I can understand why you think the cracktro itself if horrible but I'm rather fond of it myself. 
I _do_ like clean ROMs, but cracktros can be fun by themselves.


----------



## cearp (Feb 25, 2017)

DinohScene said:


> Cracktros are horrible.


i really liked echelon's intro on skies of arcadia, i used to put the disk in just to listen to it sometimes 
some also have trainers built in, just for fun.
if the music and graphics are nice enough, i don't mind. it's better than the game stopping half way and popping up with an advert (websites and videos these days!)

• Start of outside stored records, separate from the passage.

Issue #501, opened 2018-08-10
Hide checks tab when no checks are defined


mjtko:
While we're hiding the checks section on the cluster dashboard page when no checks are defined for the cluster, the checks tab is still visible.  Can we hide this too please?

atoghill:
Woops I should have thought about this when I hid the widget in #498. This should be a simple change though 👍

jamesremuscat:
Fixed by #510 (release branch) / #502 (develop).

PR #502, opened 2018-08-10
Hide checks tab when a cluster has no associated checks

atoghill:
When hiding the widget under the same circumstances in #498 I hadn't done the same for the `Checks` tab; see #501. This PR resolves this so that now if a cluster has no cluster checks **both** the widget and the tab are hidden.

[Trello](https://trello.com/c/GRU0oFKz/432-hide-cluster-checks-tab-when-a-cluster-has-no-associated-checks)


jamesremuscat:
Needs merging to both `develop` and `release/2018.6`.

of course, i prefer a perfect, archive, exact data backup rom


----------



## BlueFox gui (Feb 25, 2017)

i want to know, waddafuk is it, i remember one day when i downloaded some game for gba i think, and when i opened this this screen was showed XD


----------



## cearp (Feb 25, 2017)

cearp said:


> i really liked echelon's intro on skies of arcadia, i used to put the disk in just to listen to it sometimes


----------



## linuxares (Feb 25, 2017)

The Demoscene is freaking sweet. I had a sweet spot for Fairlight and Razor1911


----------



## LuxerWap (Feb 26, 2017)

I honestly didn't like the intros. They take forever to skip. Should've seen how many times I kept mashing the heck out of that A Button.


----------



## migles (Feb 26, 2017)

cearp said:


>



damn that is a sweet song, but did that "trtrtrtrtrtrtrtrtrtr" noise was part of it, or is the bad recording?



DinohScene said:


> Guess I'm more of a preservationist.


well, @CeeDee is trying to preserve the font 

guys we get it, you have a strong erected opinion about cracktros, but this is about the font used on one of thoose, please don't get so startled


----------



## cearp (Feb 27, 2017)

migles said:


> damn that is a sweet song, but did that "trtrtrtrtrtrtrtrtrtr" noise was part of it, or is the bad recording?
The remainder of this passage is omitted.